Menghadapi situasi ini, Heidegger menyabdakan agar kita bisa bergerak lebih jauh dari sekedar takut (furcht), Heidegger mengajak kita mencumbu kecemasan (angst). Bila rasa takut mempunyai objek yang jelas yaitu suatu entitas yang menakutkan seperti takut terlambat kuliah, takut terlambat mengumpulkan tugas, dan takut mendapatkan nilai jelek, maka kecemasan melangkah lebih jauh dari itu.
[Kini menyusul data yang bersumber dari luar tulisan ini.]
PR #319, opened 2017-08-09
Legacy functional tests - Supplier A-Z

DilwoarH:
We need to move legacy functional tests relating to the Supplier A-Z into the func tests master branch.

They're here: https://github.com/alphagov/digitalmarketplace-functional-tests/blob/jenkins/features/buyer/buyer_journey.feature

A/C: we have tests for pagination (or lack of pagination as appropriate) in the Supplier A-Z page.

Ticket: https://trello.com/c/rbNn8nps/582-legacy-functional-tests-supplier-a-z

### DIFF
--- a/features/step_definitions/supplieraz_steps.rb
+++ b/features/step_definitions/supplieraz_steps.rb
@@ -41,3 +41,41 @@ Then (/^I see that supplier in one of the pages that follow from clicking '(.*)'
     ".//h2[@class='search-result-title']/a"
   ).text.should == normalize_whitespace(@supplier['name'])
 end
+
+Given(/I navigate to the list of '(.*)' page$/) do |value|
+  page.visit("#{dm_frontend_domain}/g-cloud/suppliers?prefix=#{value.split(' ').last}")
+  @data_store = @data_store || Hash.new
+  @data_store['supplier_alphabet'] = "#{value.split(' ').last}"
+end
+
+Then(/I am taken to page '(.*)' of results$/) do |page_number|
+  if current_url.include?('suppliers?')
+    current_url.should include("#{dm_frontend_domain}/g-cloud/suppliers?")
+    current_url.should include("prefix=#{@data_store['supplier_alphabet']}")
+    current_url.should include("page=#{page_number}")
+    current_url.should include("framework=g-cloud")
+    if page_number >= '2'
+      page.should have_selector(:xpath, "//a[contains(text(), 'Previous')]//following-sibling::span[contains(text(),'page')]")
+    elsif page_number < '2'
+      page.should have_selector(:xpath, "//a[contains(text(), 'Next')]//following-sibling::span[contains(text(),'page')]")
+      page.should have_no_selector(:xpath, "//a[contains(text(), 'Previous')]//following-sibling::span[contains(text(),'page')]")
+    end
+  end
+end
+
+
+Then(/pagination is '(.*)'$/) do |availability|
+  if current_url.include?('suppliers?')
+    pagination_available = "#{availability}"
+  else
+    fail("Pagination check only works for the suppliers list page these days.")
+  end
+
+  if pagination_available == 'available'
+    page.should have_selector(:xpath, "//a[contains(text(), 'Next')]//following-sibling::span[contains(text(),'page')]")
+    page.should have_no_selector(:xpath, "//a[contains(text(), 'Previous')]//following-sibling::span[contains(text(),'page')]")
+  elsif pagination_available == 'not available'
+    page.should have_no_selector(:xpath, "//a[contains(text(), 'Next')]//following-sibling::span[contains(text(),'page')]")
+    page.should have_no_selector(:xpath, "//a[contains(text(), 'Previous')]//following-sibling::span[contains(text(),'page')]")
+  end
+end
--- a/features/smoke-tests/supplier/supplieraz.feature
+++ b/features/smoke-tests/supplier/supplieraz.feature
@@ -24,3 +24,14 @@ Scenario: User can navigate to a specific supplier's detail page
   Then I see that supplier in one of the pages that follow from clicking 'Next page'
   When I click that specific supplier
   Then I am on that supplier.name page
+
+Scenario: There is pagination on the list of suppliers page if there are more than 100 results
+  Given I navigate to the list of 'Suppliers starting with S' page
+  When I click the 'Next page' link
+  Then I am taken to page '2' of results
+  When I click the 'Previous page' link
+  Then I am taken to page '1' of results
+
+Scenario: There is no pagination on the list of suppliers page if there is less than or equal to 100 results
+  Given I navigate to the list of 'Suppliers starting with Q' page
+  Then pagination is 'not available'


features/buyer/buyer_journey.feature
```diff
@@ -0,0 +1,26 @@
+@not-production @functional-test
+Feature: Buyer user journey through Digital Marketplace
+
+Scenario: Check the admin frontend /_status
+  Given I am logged in as a admin user
```
CrystalPea: would "I am logged in as **an** admin user" also work? It would be more grammatical this way.

features/buyer/buyer_journey.feature
```diff
@@ -0,0 +1,26 @@
+@not-production @functional-test
+Feature: Buyer user journey through Digital Marketplace
```
CrystalPea: It could be useful to write that it's Buyer user's journey through GCloud, as on DOS it would be very different. I would also recommend including this in file-names, because now it's a bit confusing.

features/buyer/buyer_journey.feature
```diff
@@ -0,0 +1,26 @@
...
+  Given I am logged in as a admin user
+  Then I am on the frontend /admin/_status page
+  Then I see 'ok' as the value of the 'status' JSON field
+  And Display the value of the 'version' JSON field as 'Release version'
+
+Scenario: Setup for tests
+  Given I have test suppliers
+  And The test suppliers have live services
+  And All services for the test suppliers are Public
+  Then I take a screenshot
```
CrystalPea: Screenshots are used during development and then taken out usually. Unless there a reason why this one is here?
Also I don't really understand this scenario, what does this flow do? Should it be a separate scenario? Maybe what you need is "Background" feature, like here? https://github.com/alphagov/digitalmarketplace-functional-tests/blob/master/features/supplier/supplier_applies_for_an_opportunity.feature

features/step_definitions/buyer_journey.rb
```diff
@@ -0,0 +1,82 @@
...
+    end
+  end
+end
+
+
+Then(/Pagination is '(.*)'$/) do |availability|
+  if current_url.include?('suppliers?')
+    pagination_available = "#{availability}"
+  else
+    fail("Pagination check only works for the suppliers list page these days.")
```
Wynndow: I'm not sure this is true. We have pagination on [the dos opportunities page for example](https://www.digitalmarketplace.service.gov.uk/digital-outcomes-and-specialists/opportunities). Maybe this step could be moved to a common place and then used elsewhere.

features/buyer/buyer_journey.feature
```diff
@@ -0,0 +1,26 @@
...
+Scenario: There is pagination on the list of suppliers page if there are more than 100 results
+  Given I navigate to the list of 'Suppliers starting with S' page
+  When I click the 'Next page' link
+  Then I am taken to page '2' of results
+
+  When I click the 'Previous page' link
+  Then I am taken to page '1' of results
+
+Scenario: There is no pagination on the list of suppliers page if there is less than or equal to 100 results
+  Given I navigate to the list of 'Suppliers starting with Q' page
```
Wynndow: This feels a little fragile. We have 51 suppliers on g-cloud-9 who's name starts with Q. I guess it's probably fine for quite some time but there may be a better way to do it.

features/step_definitions/supplier_utils.rb
```diff
@@ -0,0 +1,138 @@
+#Utils
+
+# suppliers
+def create_supplier (supplier_id, supplier_name, supplier_description, supplier_contactName, supplier_email, supplier_postcode, supplier_dunsnumber)
```
Wynndow: We have [a function in our api helpers](https://github.com/alphagov/digitalmarketplace-functional-tests/blob/master/features/support/api_helpers.rb#L220) to create suppliers. At the moment it's not paramaterized, so I think you can only create the same supplier. You may be able to update it so you can create different suppliers.

features/step_definitions/supplier_utils.rb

Kecemasan bagi Heidegger tidak lagi sekedar ketakutan pada berbagai hal di keseharian yang remeh-temeh, Heidegger membawa kita menukik masuk ke dalam ada (da sein), inilah kecemasan itu. Cemas karena kita telah berjarak, renggang, tak mampu menggapai, bahkan kehilangan ‘ada’ (da sein).

Ajakan Heidegger untuk segera meninggalkan ketakutan menuju kecemasan, memang ajakan yang penuh risiko dan membuat banyak orang memilih untuk bersembunyi pada belukar rutinitas.

Banyak orang yang terjebak dalam golongan mereka yang menghindar dari tanggungjawab eksistensial, kelompok manusia yang lari dari kebebasan. Mereka lebih rela tercerabut dan bercerai dari eksistensi dan adanya, demi sebuah kenyamanan semu yang ditawarkan rutinitas.

Namun aku memilih menyahuti seruan Heidegger dan menyambut uluran tangannya untuk melangkah bersama dalam kecemasan. Bukan berarti bahwa dengan memilih kecemasan maka aku harus meninggalkan rentetan aktivitas harian yang aku jalani selama kuliah, sama sekali bukan.

Menyelami kecemasan berarti menjalani rentetan aktivitas harian dengan cara yang tak biasa. Untaian kegiatan yang terjadi berulang dari hari ke hari itu dinikmati sebagai fenomena yang senantiasa baru, unik dan berbeda dari fenomena yang lain. Hal ini membuat setiap fenomena menjadi ajang untuk menjenguk, menjangkau, bangkan bercumbu dengan ada.

Dalam perspektif yang sedemikian ini, maka aku ada bukan lagi karena aku berfikir, melainkan aku ada kerena aku cemas. Mari menjemput kecemasan!